What Does A Training Look Like Anyways

Trainings are in many ways the heart of the Peace Corps Senegal program. Whether I am teaching a technique to a friend, or hosting 20 local farmers for a multifaceted event, trainings are an opportunity to teach my work partners new skills. This post will show you what it looks like to host a training on grafting for about 15 people.

For  months my work partners requested a training on grafting. Grafting is an agroforestry technique for fruit trees where a branch which produces better fruit is added to a young tree, so in the future it may produce better fruit.
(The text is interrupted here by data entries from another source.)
PR #3078, opened 2026-08-31
CC-755: Remove duplicate seeded module rows

cephaschapa:
## Summary

Fixes duplicated module toggles in Admin → Projects → Modules by removing extra `Module` rows that match the seeded catalog (`modules.json`) by English name or URL but use a different UUID. User-created modules that are not in the seed catalog are left unchanged.

## Changes

- Add migration `20260831120000-remove-duplicate-seeded-modules.cjs`
- Repoint `ProjectModules` to canonical seeded ids, then delete duplicate `Module` rows

## How to test

1. Insert a duplicate module row (same `name.en` or `url` as a seeded module, different `id`).
2. Run `npm run db:migrate` in `app/`.
3. Confirm only the seeded id remains and Admin → Modules shows one row per seeded module.
4. Confirm custom modules (e.g. GHG Inventory Comparison) that are not in `modules.json` are untouched.

## Ticket

CC-755

## Notes

Root cause: admin module creation inserts new UUIDs while the seeder upserts fixed ids, producing duplicate catalog entries in dev/prod.


lemilonkh (approved):
Great fix, thanks 🙏🏻✨

PR #3081, opened 2026-08-31
[1/2] CC-605: Add chapter validation in Climate Advisor

piotrnowakowski:
## Layer scope

This existing PR is now the bottom Climate Advisor layer of a two-PR stack. It contains only `climate-advisor/**`: validation models, persistence, migration, prompts, service orchestration, route, configuration, documentation, and their tests. The CityCatalyst proxy and UI moved to #3090; the original combined-change context below is retained for review history.

## Problem

Concept Note Builder needed a reliable review-before-export workflow. Real source-backed runs also exposed connected resilience and usability problems: uploaded PDF metadata disappeared after navigation, polling could exhaust the shared API rate limit, transient refresh failures looked like missing runs, missing-information prompts were repeated across the workspace, and export showed the same missing facts as both prompts and validation blockers.

## What this PR changes

- Adds persisted, two-pass chapter validation for completeness, evidence, internal logic, and cross-chapter consistency, with bounded concurrency, latest-result persistence, stale-result detection, retry behavior, and a dedicated CNB migration.
- Adds the guided **Review & export** journey: missing information, conflicts and logic, export decision, explicit export-anyway confirmation, and DOCX/PDF selection.
- Preserves uploaded-source metadata in run responses, supports the real 19.4 MiB Richfield PDF through the Next.js proxy, and restores upload details after refresh or resume.
- Reduces workspace polling pressure, stops polling terminal uploads, and keeps the last valid run visible through transient API failures.
- Simplifies the draft workspace with inline missing-information popovers, a collapsible chapter panel that fully returns document width, and removal of duplicated chapter summaries and framing.
- Unifies unanswered prompts and validation blockers into one **Missing information** count and one fix action while keeping warnings separate.
- Routes active Climate Advisor generation through GPT-5.6 Terra or Sol and updates model-contract tests and documentation.
- Keeps the CodeQL exception-exposure fix while preserving stable machine-readable validation error codes.

## Resulting behavior

Users can upload evidence, leave and reopen a run, draft every template chapter, inspect missing facts directly in the text, collapse the chapter navigation without leaving an empty rail, run or reuse saved validation, and make one clear export decision. The export screen presents one missing-information count instead of reporting the same items twice.

## Migration

Run the CNB migration chain through revision `20260828_120000` before using chapter validation.

https://github.com/user-attachments/assets/472b9836-40cd-4dac-8999-0d9c91c04557

## Stack

1. **#3081 - Climate Advisor chapter validation** (this PR)
2. #3090 - CityCatalyst guided review and export

### DIFF
--- a/climate-advisor/llm_config.yaml
+++ b/climate-advisor/llm_config.yaml
@@ -26,6 +26,9 @@ models:
   cnb_chapter_drafter:
     name: "openai/gpt-5.6-terra"
     reasoning_effort: "medium"
+  cnb_chapter_validator:
+    name: "openai/gpt-5.6-terra"
+    reasoning_effort: "medium"
 
 # Generation Parameters
 generation:
@@ -44,6 +47,8 @@ generation:
       max_key_excerpts: 8
       max_topics: 12
       max_question_chars: 2000
+    cnb_validation:
+      max_prompt_tokens: 50000
 
 # System Prompts
 prompts:
@@ -72,6 +77,8 @@ prompts:
   cnb_source_summary_synthesis: "prompts/cnb/source_summary_synthesis.md"
   cnb_source_question_reading: "prompts/cnb/source_question_reading.md"
   cnb_chapter_drafting: "prompts/cnb/chapter_drafting.md"
+  cnb_chapter_validation_completeness: "prompts/cnb/chapter_validation_completeness.md"
+  cnb_chapter_validation_consistency: "prompts/cnb/chapter_validation_consistency.md"
 
 # API Configuration
 api:
--- a/climate-advisor/llm_config.yaml
+++ b/climate-advisor/llm_config.yaml
@@ -5,12 +5,12 @@
 models:
   orchestrator:
     name: "openai/gpt-5.6-luna"
-    reasoning_effort: "none"
+    reasoning_effort: "medium"
     description: "Default chat model for Climate Advisor conversations."
   agentic_flow:
     name: "openai/gpt-5.6-sol"
     description: "Agentic flow model for high-context review and source selection workflows."
-    reasoning_effort: "none"
+    reasoning_effort: "medium"
   funding_research:
     name: "openai/gpt-5.6-sol"
     reasoning_effort: "medium"
--- a/climate-advisor/prompts/cnb/chapter_validation_completeness.md
+++ b/climate-advisor/prompts/cnb/chapter_validation_completeness.md
@@ -1,0 +1,80 @@
+<role>
+You are the completeness validator for one CityCatalyst Concept Note Builder
+chapter. You perform the first of two validation passes. You are not a chat
+assistant and you do not rewrite the chapter.
+</role>
+
+<task>
+Review only the supplied target chapter for missing required information,
+application-template violations, unresolved content gaps, and evidence quality.
+
+Rules:
+- evaluate the chapter against its `required` flag, matching
+  `template.chapter_schema` entry, `template.required_fields`, and output format
+- apply only template requirements that are relevant to the target chapter;
+  do not flag a required field that belongs to another chapter
+- when `template` is null, do not invent template constraints
+- identify information that is explicitly required or necessary for the
+  chapter's own claims to be complete; do not invent unstated requirements
+- treat `[Information needed: ...]` markers and relevant `open_gaps` as
+  unresolved, but do not duplicate an open gap unless the chapter text itself
+  demonstrates the same omission; when it does, repeat the exact gap `reason`
+  in the finding message or suggested action so the service can deduplicate it
+- assess whether material factual claims have usable support in
+  `evidence_links`; a link label alone is not proof of claim support, but do
+  not warn merely because the array is empty when the chapter has no material
+  factual claim that requires evidence
+- treat named-project facts, route or location descriptions, quantities,
+  dates, costs, progress, financing, attributed statements, and predicted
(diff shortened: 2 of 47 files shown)


mircorudolph:
image

Not part of this PR specifically but we should not expect a user to add such a specific prompt:
- a user does not know about `run context` 
- a user would not know to say "use only this"
- walk through the template chapters in order... -> For the user it is 1 workflow that the user should not instruct on how to walk through this.

we must assume 0 knowledge of the user how to talk best to that chat. 

Let's review the prompt and make sure we are not testing only the happy path where the user makes the perfect prompt.
Instead even bad prompts should receive guidance and lead to the target

mircorudolph:
image

Refers to ticket: CC-769 source provenance. Those are likely good examples to tell the user where this wrong date appeared etc. (same as for other extracted data and figures)

climate-advisor/prompts/cnb/chapter_validation_completeness.md
```diff
@@ -0,0 +1,80 @@
...
+</role>
+
+<task>
+Review only the supplied target chapter for missing required information,
+application-template violations, unresolved content gaps, and evidence quality.
+
+Rules:
+- evaluate the chapter against its `required` flag, matching
+  `template.chapter_schema` entry, `template.required_fields`, and output format
+- apply only template requirements that are relevant to the target chapter;
```
mircorudolph: This works, but we should deterministically select the matching chapter_schema entry and its associated required fields before calling the LLM. Filtering everything we can in code reduces context size, simplifies the prompt, and lowers the risk of inconsistent results

climate-advisor/service/app/services/cnb/chapter_validation.py
```diff
@@ -0,0 +1,824 @@
...
+)
+_INTERNAL_SCOPE_CONFLICT_MESSAGE = (
+    "The target defines the proposed measure as delivery of current works while "
+    "also stating that construction or commissioning is already at a late stage."
+)
+_INTERNAL_SCOPE_CONFLICT_ACTION = (
+    "Replace current works with a distinct future residual or follow-on scope, "
+    "schedule, and cost."
+)
+_SCOPE_PATTERNS = {
```
mircorudolph: Why does the generic chapter validator contain a hard-coded pattern for EUCF support and this specific construction/commissioning scenario? EUCF otherwise appears only in the tracked reference bundle and these tests, while this check runs for every funding template. If this is an authoritative EUCF rule, could it be scoped through the relevant template or structured eligibility data? Otherwise, it seems like an example-specific rule that could cause false blocking findings for unrelated programmes

climate-advisor/llm_config.yaml
mircorudolph: What is the reason that we set this to `none`? Wouldn't at least `low` be somewhat better since this agent is also doing tool calling?

mircorudolph (approved):

mircorudolph:
Thanks Piotr! Good work. Just left some comments, but none of them blocking

piotrnowakowski:
Agreed. I updated the CNB chat prompt so users no longer need to understand run context, internal workflow stages, or chapter ordering. Short requests such as “Help me” or “What should I do next?” now use the active run context automatically and guide the user to the next useful step. I also added behavioral tests covering short and vague requests.

piotrnowakowski:
Good idea. I added trusted source provenance to validation findings, including the source label, location, claim reference, and supporting excerpt. I also added a way to surface this information to users in the stacked frontend PR #3090. I’ll add this to CC-769 as well.

climate-advisor/service/app/routes/concept_note_chapter_validation.py
```diff
@@ -0,0 +1,84 @@
...
+        chapter_id=chapter_id,
+        **validation.model_dump(),
+    )
+
+
+def _problem(status_code: int, code: str, message: str) -> JSONResponse:
+    """Return one stable machine-readable validation failure."""
+    return JSONResponse(
+        status_code=status_code,
+        content={"code": code, "detail": message, "status": status_code},
```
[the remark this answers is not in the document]
piotrnowakowski: Fixed. The route now returns a stable public error message instead of exposing the underlying exception text.

climate-advisor/service/app/services/cnb/chapter_validation.py
piotrnowakowski: Agreed. I removed the programme-specific construction and commissioning patterns from the generic validator. The consistency pass now compares the generated output with the supplied document and reports only explicit contradictions found in that input. It no longer infers EUCF or other programme rules from names or familiar phrases. I also added a regression test proving that this scenario does not create a finding without an explicit rule in the supplied document.

climate-advisor/llm_config.yaml
piotrnowakowski: Good point. I updated both `agentic_flow` and `orchestrator` to use `reasoning_effort: medium`, since both can participate in tool-calling chat flows. I also updated the request-payload tests and documentation, and CI is green.

climate-advisor/prompts/cnb/chapter_validation_completeness.md
piotrnowakowski: Addressed in f0b9a963a. Chapter validation now normalizes and deterministically selects the matching chapter schema before the LLM call, sends only that chapter and its chapter-specific required fields in document.validation_profile, and rejects ambiguous or unassigned template mappings before invoking the model. The offline research contract, focused tests, and architecture documentation now preserve that per-chapter ownership.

When the time came my counterpart Aliou and I organized a training with 15 farmers and three Volunteers to teach grafting, pruning, and tree care.

The day before the training two of the agroforestry Volunteers in my region, Melissa and Kelsey, arrived to prepare for the training. Together, we traveled to the field where the training was being hosted to check out the trees we would be working with. Materials such as pruning shears, sharp knives, plastic wrapping, and machetes were gathered.
The morning of, the farmers joined us at the field. We began with introductions: what is Peace Corps, who would be teaching them that day, and what they could expect to learn. We began by talking about tree care basics – techniques like adding manure to your orchard, or mulching around the base of your trees. We then got hands on as Melissa led the group in pruning, before splitting into groups to practice.We pruned a number of trees, answering questions and creating models for the other farmers to copy in their own fields.


Learning about Pruning

PCV Melissa explains the basics of pruning to a group of farmers.

PCV Melissa advises community members as they practice pruning

Tree Pruning

Aliou prunes a citrus tree at a Peace Corps Training.


Once all the farmers had pruned trees, we shifted gears to the more difficult grafting technique. Kelsey began by demonstrating on sticks collected from the field. Once they gained some skill, the farmers moved onto live trees, primarily mango. By the end of the morning, all the farmers felt confident doing the technique themselves.

The powerful aspect of such trainings is that in one morning 15 farmers learned a new skill which very few people in the village know, became able to improve their fruit yields, and can increase the incomes and  nutrition status of their families.


Grafting Practice

PCV Kelsey leads a group of farmers in grafting practice.



  1. Barbara Leary · May 17, 2017

    Thank you for sharing that with us, Bryce. You are doing such incredible work over there and I am proud to say you are my nephew. Love, Barbara


  2. Wayne Carpenter · May 17, 2017

    Interesting and i’m sure will be helpful for the farmers and families. You should be very proud of everything you’ve accomplished. We surely are very proud of you.